Verna Dinah Viajar

Mapping of trade unions' use of digital communication and education tools

How are global union federations in the Asia-Pacific region and their national and local affiliates responding to the pandemic?

The COVID-19 pandemic has upended millions of lives. Lockdowns, large scale layoffs and community quarantines have fundamentally disrupted trade union work at the global and local levels. This brief study maps out how global union federations in the Asia-Pacific region and their national and local affiliates are responding to the pandemic and how they are using alternative online communication and education tools to continue their union work. 

The newly-launched report is based on interviews with nine Asia GUF regional secretaries and one international workers’ organization. It shows how COVID-19 has served as a catalyst for digital transformation of trade unions in Asia and highlights challenges. The report illustrates how, after the initial shock of the pandemic, unions began to use digital technology to communicate, educate and campaign at the local and regional level. The GUFs initially connected with their national affiliates using whatever digital tools available and then gradually began to establish regular communication channels on common platforms through skills training and in some instances providing the hardware to ensure affiliates in all countries can participate.

The research highlights how the digital divide affected unions operating in countries across the Global South where Internet is not always readily available and how this is made worse in rural settings where access to communication an information is often severely limited. The high costs of Internet connections as well as smart phones are a major stumbling block to ensure effective use of digital applications and methods for communication and education within and between unions. Digital literacy also varies from country to country and from one economic sector to another. The need to address the digital divide was stressed upon by all the representatives that took part in the interviews.

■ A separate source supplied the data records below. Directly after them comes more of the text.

PR #163, opened 2022-08-09
Feat query gen 2.3

stnguyen90:
Based on previous feedback:

* https://github.com/utopia-php/database/pull/157#discussion_r928206123
* https://github.com/utopia-php/database/pull/162

This PR updates the Query class to be used like:

```php
// signature of constructor is (string $method, string $attribute = '', array $values = [])
$query = new Query('equal', 'actors', ['Brad Pitt', 'Johnny Depp']);

$this->assertEquals('equal', $query->getMethod());
$this->assertEquals('actors', $query->getAttribute());
$this->assertEquals('Brad Pitt', $query->getValues()[0]);

// other examples
$query = new Query('lessThan', 'score', [10]);
$query = new Query('orderDesc', 'score');
$query = new Query('limit', values: [10]);

// static helper methods
$query = Query::equal('title', ['Iron Man']); // accepts array
$query = Query::greaterThan('score', 10); // value is not array
$query = Query::search('search', 'John Doe'); // also not array
$query = Query::orderAsc('score');
$query = Query::orderDesc(''); // empty string to sort on natural order
$query = Query::limit(10);
$query = Query::cursorAfter($cursorDocument); // takes a Document
$query = Query::contains('arrayAttribute', [1, 2, 3]); // accepts array
```

Update parsing of queries to be like:

```php
$query = Query::parse('equal("actors", ["Brad Pitt", "Johnny Depp"])');

$this->assertEquals('equal', $query->getMethod());
$this->assertEquals('actors', $query->getAttribute());
$this->assertEquals("Brad Pitt", $query->getValues()[0]);
$this->assertEquals("Johnny Depp", $query->getValues()[1]);

$query = Query::parse('equal("actors", "Brad Pitt")');

$this->assertEquals('equal', $query->getMethod());
$this->assertEquals('actors', $query->getAttribute());
$this->assertEquals("Brad Pitt", $query->getValues()[0]);
```

In addition, this PR [updates the Database find methods to only use queries](https://github.com/utopia-php/database/pull/163/commits/4348f07d232678452b47b2744a2c281198e0a606) (the Adapter's find method remains the same).

Finally, this PR also [updates the Queries Validator to validate limit, offset, cursor, and order queries](https://github.com/utopia-php/database/pull/163/commits/478098a4ddabbcf1a0425c6dae1a7e417123331d).


src/Database/Adapter/MariaDB.php
```diff
@@ -770,23 +770,60 @@ public function deleteDocument(string $collection, string $id): bool
...
+                    $cursor = $values[0];
+                    $cursorDirection = $method == Query::TYPE_CURSORAFTER ? Database::CURSOR_AFTER : Database::CURSOR_BEFORE;
+                    break;
+
+                default:
+                    $filters[] = $query;
+                    break;
+            }
+        }
+
```
stnguyen90, line 826: Should this be refactored into the base class? Something like:

```php
function processQueries(array $queries = []): array
```

where the array returned will look like:

```php

[
  'filters' => $filters,
  'limit' => $limit,
  'offset' => $offset,
  'orderAttributes' => $orderAttributes,
  'orderTypes' => $orderTypes,
  'cursor' => $cursor,
  'cursorDirection' => $cursorDirection,
]
```

src/Database/Adapter/MariaDB.php
```diff
@@ -770,23 +770,60 @@ public function deleteDocument(string $collection, string $id): bool
...
+                case Query::TYPE_ORDERDESC:
+                    if (!empty($attribute)) {
+                        $orderAttributes[] = $attribute;
+                    }
+
+                    $orderTypes[] = $method == Query::TYPE_ORDERASC ? Database::ORDER_ASC : Database::ORDER_DESC;
+                    break;
+
+                case Query::TYPE_LIMIT:
+                    $limit = $values[0];
```
christyjacob4, line 808: Let's check for null safety here 
`$values[0] ?? $limit`

src/Database/Adapter/MariaDB.php
```diff
@@ -770,23 +770,60 @@ public function deleteDocument(string $collection, string $id): bool
...
+                    break;
+
+                case Query::TYPE_OFFSET:
+                    $offset = $values[0];
```
christyjacob4, line 812: null-safety here as well `$values[0] ?? $offset`

src/Database/Adapter/MariaDB.php
```diff
@@ -770,23 +770,60 @@ public function deleteDocument(string $collection, string $id): bool
...
+                    break;
+
+                case Query::TYPE_CURSORAFTER:
+                case Query::TYPE_CURSORBEFORE:
+                    $cursor = $values[0];
```
christyjacob4, line 817: `$values[0] ?? $cursor`

src/Database/Adapter/MariaDB.php
```diff
@@ -770,23 +770,60 @@ public function deleteDocument(string $collection, string $id): bool
...
+                    $cursorDirection = $method == Query::TYPE_CURSORAFTER ? Database::CURSOR_AFTER : Database::CURSOR_BEFORE;
+                    break;
+
+                default:
+                    $filters[] = $query;
```
christyjacob4, line 822: Are all the filters queries simply appended to the list ? Don't they need to be parsed to their SQL forms ?  

```
const TYPE_EQUAL = 'equal';
    const TYPE_NOTEQUAL = 'notEqual';
    const TYPE_LESSER = 'lessThan';
    const TYPE_LESSEREQUAL = 'lessThanEqual';
    const TYPE_GREATER = 'greaterThan';
    const TYPE_GREATEREQUAL = 'greaterThanEqual';
    const TYPE_CONTAINS = 'contains';
    const TYPE_SEARCH = 'search';
```

stnguyen90: That's handled later on at https://github.com/utopia-php/database/blob/e48bdaa6ab40b79615673442b5fcdd27f6a4a769/src/Database/Adapter/MariaDB.php#L902

src/Database/Adapter/MariaDB.php
christyjacob4: We aren't reusing this logic elsewhere right? So I don't think we need to wrap it in a function at this point

src/Database/Adapter/MariaDB.php
christyjacob4: Okay got it 👍  Thanks

src/Database/Adapter/MariaDB.php
stnguyen90: We would probably also use it in the Mongo Adapter 🧐

src/Database/Adapter/MariaDB.php
stnguyen90: Good tip!

Also, how and where should we handle if there are multiple limit, offset, or cursor attributes in the queries array?

src/Database/Adapter/MariaDB.php
TorstenDittmann: Correct me if I am wrong, but shouldn't this whole block be part of the Database Class and not of the Adapter?

The MariaDB Adapter is taking care for SQL stuff and this has nothing todo with it.

I would actually keep the interface of the find method in the adapter as it was before 🤔 otherwise it makes the Adapters more complicated. wdyt @eldadfux ?

src/Database/Adapter/MariaDB.php
```diff
@@ -770,23 +770,60 @@ public function deleteDocument(string $collection, string $id): bool
...
+            $attribute = $query->getAttribute();
+            $values = $query->getValues();
+            switch ($method) {
+                case Query::TYPE_ORDERASC:
+                case Query::TYPE_ORDERDESC:
+                    if (!empty($attribute)) {
+                        $orderAttributes[] = $attribute;
+                    }
+
+                    $orderTypes[] = $method == Query::TYPE_ORDERASC ? Database::ORDER_ASC : Database::ORDER_DESC;
```
TorstenDittmann, line 804:
```suggestion
                    $orderTypes[] = $method === Query::TYPE_ORDERASC ? Database::ORDER_ASC : Database::ORDER_DESC;
```

in PHP I would do a strict equal everytime, otherwise you might get type juggling 👍🏻

TorstenDittmann: just as an example if you didn't know:
```php
var_dump("0000" == 0);      // bool(true)
var_dump("0e12345" == "0"); // bool(true)
var_dump("0e34983" == 0);   // bool(true)
```

ref: https://www.php.net/manual/en/language.types.type-juggling.php

src/Database/Adapter/MariaDB.php
stnguyen90: > Correct me if I am wrong, but shouldn't this whole block be part of the Database Class and not of the Adapter?

This makes sense to me especially if we're okay with keeping the existing signature for Adapter->find(). @eldadfux ?

src/Database/Adapter/MariaDB.php
stnguyen90: So I'm thinking about moving this to the Queries Validator because I think I'll need this logic in there too:

```php
    /**
     * Iterates through $queries and returns an array with:
     * - filters: array of filter queries
     * - limit: int
     * - offset: int
     * - orderAttributes: array of attribute keys
     * - orderTypes: array of Database::ORDER_ASC or Database::ORDER_DESC
     * - cursor: Document
     * - cursorDirection: Database::CURSOR_BEFORE or Database::CURSOR_AFTER
     * 
     * @param Query[] $queries
     * @param int $defaultLimit
     * @param int $defaultOffset
     * @param string $defaultCursorDirection
     * 
     * @return array
     */
    public static function byMethod(array $queries, int $defaultLimit = 25, int $defaultOffset = 0, string $defaultCursorDirection = Database::CURSOR_AFTER): array
```

and this use it like:

```php
        $queriesByMethod = Queries::byMethod($queries);
        /** @var Query[] */ $filters = $queriesByMethod['filters'];
        /** @var int */ $limit = $queriesByMethod['limit'];
        /** @var int */ $offset = $queriesByMethod['offset'];
        /** @var string[] */ $orderAttributes = $queriesByMethod['orderAttributes'];
        /** @var string[] */ $orderTypes = $queriesByMethod['orderTypes'];
        /** @var Document */ $cursor = $queriesByMethod['cursor'];
        /** @var string[] */ $cursorDirection = $queriesByMethod['cursorDirection'];
```

in Database->find() or Adapter->find().

Thoughts, @christyjacob4 and @TorstenDittmann ?

src/Database/Adapter/MariaDB.php
stnguyen90: Makes sense! Thanks for the tip! 🙏

src/Database/Adapter/MariaDB.php
stnguyen90: Updated! I also updated the processing of queries to only factor the 1st limit/offset/cursor encountered.

src/Database/Adapter/MariaDB.php
stnguyen90: updated!

src/Database/Adapter/MariaDB.php
stnguyen90: updated!

src/Database/Adapter/MariaDB.php
stnguyen90: updated!

src/Database/Adapter/MariaDB.php
eldadfux: It might be a good idea to keep the adapter signature as it was and change only the `Database` class signature.

src/Database/Validator/Queries.php
```diff
@@ -34,30 +39,32 @@ class Queries extends Validator
      * Queries constructor
      *
      * @param QueryValidator $validator
+     * @param Document[] $attributes
      * @param Document[] $indexes
      * @param bool $strict
      */
-    public function __construct($validator, $indexes, $strict = true)
+    public function __construct($validator, $attributes, $indexes, $strict = true)
```
fogelito, line 46: Does it make sense to pass the whole collection? 
instead of $attributes, $indexes

src/Database/Validator/Queries.php
```diff
@@ -184,4 +199,86 @@ protected function arrayMatch($indexes, $queries): bool
...
+     * - cursorDirection: Database::CURSOR_BEFORE or Database::CURSOR_AFTER
+     * 
+     * @param Query[] $queries
+     * @param int $defaultLimit
+     * @param int $defaultOffset
+     * @param string $defaultCursorDirection
+     * 
+     * @return array
+     */
+    public static function byMethod(array $queries, int $defaultLimit = 25, int $defaultOffset = 0, string $defaultCursorDirection = Database::CURSOR_AFTER): array
```
eldadfux, line 220: I don't think this method should handle default values. We should decouple this responsibility. I think we should take care of them when creating the query or in the consuming app (AKA Appwrite).

src/Database/Validator/QueryValidator.php
```diff
@@ -19,51 +19,45 @@ class QueryValidator extends Validator
...
+    protected int $maxOffset;
+    protected int $maxValuesCount;
 
     /**
      * Expression constructor
      *
      * @param Document[] $attributes
      */
-    public function __construct(array $attributes)
+    public function __construct(array $attributes, int $maxLimit = 100, int $maxOffset = 5000, int $maxValuesCount = 100)
```
eldadfux, line 31: Out of context, but I don't remember why we call this class `QueryValidator` over `Query`. Can we change it? The namespace is their to indicate this exact scope.

src/Database/Validator/QueryValidator.php
```diff
@@ -19,51 +19,45 @@ class QueryValidator extends Validator
...
-        'contains',
-        'search',
-    ];
+    protected int $maxLimit;
+    protected int $maxOffset;
+    protected int $maxValuesCount;
 
     /**
      * Expression constructor
      *
```
eldadfux, line 28: I think we should add a good chunk of docblock to explain the logic we follow.

src/Database/Database.php
```diff
@@ -1266,29 +1268,41 @@ public function deleteCachedDocument(string $collection, string $id): bool
...
      *
      * @return Document[]
      * @throws Exception
      */
-    public function find(string $collection, array $queries = [], int $limit = 25, int $offset = 0, array $orderAttributes = [], array $orderTypes = [], Document $cursor = null, string $cursorDirection = self::CURSOR_AFTER): array
+    public function find(string $collection, array $queries = []): array
     {
         $collection = $this->getCollection($collection);
 
+        $queriesByMethod = Queries::byMethod($queries);
```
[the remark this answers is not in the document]
stnguyen90: I'm definitely open to the name, however, I have a couple concerns about doing something like `getMethodByType($type);`

1. we don't really want queries by `Query::TYPE_*`, but more like query type groupings (filters, orders, limit, offset, curors)
2. I wanted to avoid iterating over the $queries array multiple times (ie. `getMethodByType(Query::TYPE_LIMIT)` and `getMethodByType(Query::TYPE_OFFSET)` would iterate over `$queries` twice).
3. I wanted to simplify what `Adapter->find()` needed. For example, given `$queries`, `Adapter->find()` needs `$orderAttributes` AND `$orderTypes`

src/Database/Validator/QueryValidator.php
stnguyen90: @eldadfux, the logic for if a Query is valid? Should that go in the docblock for `isValid()`?

src/Database/Database.php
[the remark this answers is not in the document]
eldadfux: We also usually try to keep the return values as close as possible to primitives or arrays of primitives for simplicity.
What about filtering them inside the database instance and saving the results once in a private attribute? That way we can keep the state, simplify the signature, and avoid extra iteration.

src/Database/Validator/QueryValidator.php
eldadfux: Yes.

src/Database/Database.php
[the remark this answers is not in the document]
stnguyen90: > What about filtering them inside the database instance and saving the results once in a private attribute? That way we can keep the state, simplify the signature, and avoid extra iteration.

Saving state into the Database instance makes me a little wary in case of any concurrency problems. In addition, this method is needed in the Queries Validator. TBD whether it needs to be used elsewhere in the appwrite repo too.

src/Database/Validator/Queries.php
stnguyen90: @eldadfux, the trouble with removing the defaults here is there is a possibility of it being null in `Database->find()`, but we kind of need it for `Adapter->find()`:

```php
        $queriesByMethod = Queries::byMethod($queries);
        /** @var Query[] */ $filters = $queriesByMethod['filters'];
        /** @var int */ $limit = $queriesByMethod['limit'];
        /** @var int */ $offset = $queriesByMethod['offset'];
        /** @var string[] */ $orderAttributes = $queriesByMethod['orderAttributes'];
        /** @var string[] */ $orderTypes = $queriesByMethod['orderTypes'];
        /** @var Document */ $cursor = $queriesByMethod['cursor'];
        /** @var string */ $cursorDirection = $queriesByMethod['cursorDirection'];

        if (!empty($cursor) && $cursor->getCollection() !== $collection->getId()) {
            throw new Exception("cursor Document must be from the same Collection.");
        }

        $cursor = empty($cursor) ? [] : $cursor->getArrayCopy();

        $queries = self::convertQueries($collection, $filters);

        $results = $this->adapter->find(
            $collection->getId(),
            $queries,
            $limit,
            $offset,
            $orderAttributes,
            $orderTypes,
            $cursor,
            $cursorDirection,
        );
```

stnguyen90: @eldadfux, unless you think it's okay to pass in null for some of these:

```php
        $results = $this->adapter->find(
            $collection->getId(),
            $queries,
            $limit,
            $offset,
            $orderAttributes,
            $orderTypes,
            $cursor,
            $cursorDirection,
        );
```

even though the default values for `Adapter->find()` won't be used in those cases.

src/Database/Validator/QueryValidator.php
stnguyen90: renamed!

src/Database/Validator/QueryValidator.php
stnguyen90: Added docblocks for both Query and Queries!

src/Database/Validator/Queries.php
stnguyen90: updated!

src/Database/Validator/Queries.php
eldadfux: I think we should handle the defaults when calling the adapter->find() method for keeping separation of concerns. Something like:
```php
$results = $this->adapter->find(
    $collection->getId(),
    $queries,
    $limit ?? 25,
    $offset ?? 0,
    ...
 );
```

src/Database/Database.php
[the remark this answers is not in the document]
eldadfux: As discussed, I think it should be fine concurrency, we can check with @TorstenDittmann later.

src/Database/Validator/Queries.php
eldadfux: Do we need to take care of the defaults in the validator that uses this method as well?

src/Database/Validator/Query.php
```diff
@@ -0,0 +1,202 @@
...
+            };
+
+            if (!$condition) {
+                $this->message = 'Query type does not match expected: ' . $attributeType;
+                return false;
+            }
+        }
+
+        // Contains method only supports array attributes
+        if (!$attributeSchema['array'] && $query->getMethod() === DatabaseQuery::TYPE_CONTAINS) {
```
eldadfux, line 172: I don't recall we publicly support this query type.

src/Database/Validator/Queries.php
```diff
@@ -78,50 +84,67 @@ public function getDescription(): string
     /**
      * Is valid.
      *
-     * Returns true if all $queries are valid as a set.
+     * Returns false if:
+     * 1. any query in $value is invalid based on $validator
+     * 
+     * In addition, if $strict is true, this returns false if:
+     * 1. there is no index with an exact match of the filters
+     * 2. there is no index with an exact mathc of the order attributes
```
eldadfux, line 92:
```suggestion
     * 2. there is no index with an exact match of the order attributes
```

src/Database/Validator/Queries.php
```diff
@@ -78,50 +84,67 @@ public function getDescription(): string
     /**
      * Is valid.
```
eldadfux, line 85: A few questions and comments:

- Are we preventing search on attributes with no proper fulltext index?
- We should also allow to limit the type of operators we allow to use. For example, future GEO operators will be disabled when listing users.
- Not sure if passing the collections is the best thing, for listing users, files and more we won't have easy access to it.
- Another problem with this, is that for users, files, etc we won't necessarily allow all attributes in the collections, but a set of very specific and predefined ones.

src/Database/Validator/Query.php
```diff
@@ -0,0 +1,202 @@
...
+    public function isValid($query): bool
+    {
+        // Validate method
+        $method = $query->getMethod();
+        if (!DatabaseQuery::isMethod($method)) {
+            $this->message = 'Query method invalid: ' . $method;
+            return false;
+        }
+
+        if ($method === DatabaseQuery::TYPE_LIMIT) {
```
eldadfux, line 105: I think it will be easier to maintain if we delegate each method check to a different protected method and use a switch case here.

eldadfux (changes requested):
Added a few comments, I think we should be close to a merge :)

src/Database/Validator/Query.php
stnguyen90: We don't. This is leftover from previous implementation: https://github.com/utopia-php/database/blob/0.19.0/src/Database/Validator/QueryValidator.php#L121-L124

src/Database/Validator/Queries.php
stnguyen90: @eldadfux,

> Are we preventing search on attributes with no proper fulltext index?

Yes, here:

https://github.com/utopia-php/database/blob/6dd00dd746395fd992a6a00d7abf96038e280eb8/src/Database/Validator/Queries.php#L136-L140

> We should also allow to limit the type of operators we allow to use. For example, future GEO operators will be disabled when listing users.

Is it okay to tackle that later? Will some sort of index be required for that type of operator? Perhaps we can validate that by checking query method against attribute type? 

> Not sure if passing the collections is the best thing, for listing users, files and more we won't have easy access to it.
Another problem with this, is that for users, files, etc we won't necessarily allow all attributes in the collections, but a set of very specific and predefined ones.

I'll change this back to take attributes and indexes.

> Another problem with this, is that for users, files, etc we won't necessarily allow all attributes in the collections, but a set of very specific and predefined ones.

If I change back to $attributes, we can pass in a set of attributes into the validator.

src/Database/Database.php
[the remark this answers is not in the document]
stnguyen90: In addition, this method is needed in the Queries Validator.

src/Database/Validator/Queries.php
stnguyen90: I have removed default values and hardcoded the defaults in `Database->find()`

src/Database/Validator/Queries.php
eldadfux: > Is it okay to tackle that later? Will some sort of index be required for that type of operator? Perhaps we can validate that by checking query method against attribute type?

Might be OK, I'll let you know if I think of a problem.

> If I change back to $attributes, we can pass in a set of attributes into the validator.

Are we passing only array of attributes names or array of attribute objects?

src/Database/Validator/Queries.php
```diff
@@ -184,4 +208,86 @@ protected function arrayMatch($indexes, $queries): bool
...
+     * - cursorDirection: Database::CURSOR_BEFORE or Database::CURSOR_AFTER
+     * 
+     * @param Query[] $queries
+     * @param int $defaultLimit
+     * @param int $defaultOffset
+     * @param string $defaultCursorDirection
+     * 
+     * @return array
+     */
+    public static function byMethod(array $queries): array
```
eldadfux, line 229: Maybe the name `group` or `groupByType` will better explain this logic now.

src/Database/Validator/Query.php
eldadfux: Should we remove it? It might be confusing to other team members, are we even using this anywhere?

stnguyen90: I think it's fine to keep as progress in adding support for it. The only thing left is adding support in the Adapter layer. 

If you want me to remove it, I can, but would you want to remove everything about it in Utopia\Database\Query?

src/Database/Validator/Queries.php
stnguyen90: Attribute Documents because OrderAttributes Validator required Attribute Documents.

src/Database/Validator/Queries.php
stnguyen90: 👍 I'll rename to `groupByType()`

src/Database/Validator/Query.php
eldadfux: No worries, let's tackle it later.

src/Database/Validator/Queries.php
eldadfux: We might need to extend this validator in Appwrite so we don't need to work hard to mock these attributes inside the controllers.

eldadfux (approved):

All GUFs reported that workers in their various sectors were seriously affected by the pandemic and during this time when solidarity was most needed, social distance also had to be observed. Many employers took advantage of this situation by retrenching and restructuring operations without consultation or consideration of the impact on employees, especially migrant workers who had to choose between being trapped in cities without any means of sustenance or making difficult arrangements to get back home where they could potentially spread the virus. Other employers were slow to implement health and safety protocols and unions had to negotiate for increased protection of their members, especially workers employed in essential services.

The GUFs themselves were seriously affected as all their education, campaign and organisational activities required travel and bringing worker representatives physically together. They had to develop totally new plans with new activities that relied on digital applications and methods. While GUFs indicated that many of the kinds of activities they planned previously would resume as soon as the pandemic subsides, they also acknowledged that there would be an increasing use of digital tools and methods in the future to connect unions, to educate workers and to build regional and global solidarity.

A number of practical recommendations emerged from this research including the need for unions to design their own digital applications to support their recruitment, organising and collective bargaining strategies. These recommendations will be concretised into plans; however, the immediate challenge is to increase the understanding of digital applications and develop the skills at a grassroots level to ensure that no section of workers are left behind.

Text written by Saliem Patel.

The views expressed in this publication are not necessarily those of FES.